§ What you need to do:
From the listing below, copy each line that holds "module".

§ Stored data:
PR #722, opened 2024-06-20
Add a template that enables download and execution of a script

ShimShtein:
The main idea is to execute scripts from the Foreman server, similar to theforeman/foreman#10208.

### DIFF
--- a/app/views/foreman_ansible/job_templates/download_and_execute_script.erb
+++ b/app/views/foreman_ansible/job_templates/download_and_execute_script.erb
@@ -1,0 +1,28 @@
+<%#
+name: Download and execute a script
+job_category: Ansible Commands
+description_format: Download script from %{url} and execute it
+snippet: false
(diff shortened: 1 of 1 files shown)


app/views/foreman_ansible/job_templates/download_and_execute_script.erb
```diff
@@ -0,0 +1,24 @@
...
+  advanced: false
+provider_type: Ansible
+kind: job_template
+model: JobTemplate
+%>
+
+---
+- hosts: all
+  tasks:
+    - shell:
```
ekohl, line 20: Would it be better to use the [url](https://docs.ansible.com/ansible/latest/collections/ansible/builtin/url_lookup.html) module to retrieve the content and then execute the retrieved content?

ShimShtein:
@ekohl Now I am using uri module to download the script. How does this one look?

§ Result below:
ekohl, line 20: Would it be better to use the [url](https://docs.ansible.com/ansible/latest/collections/ansible/builtin/url_lookup.html) module to retrieve the content and then execute the retrieved content?
@ekohl Now I am using uri module to download the script. How does this one look?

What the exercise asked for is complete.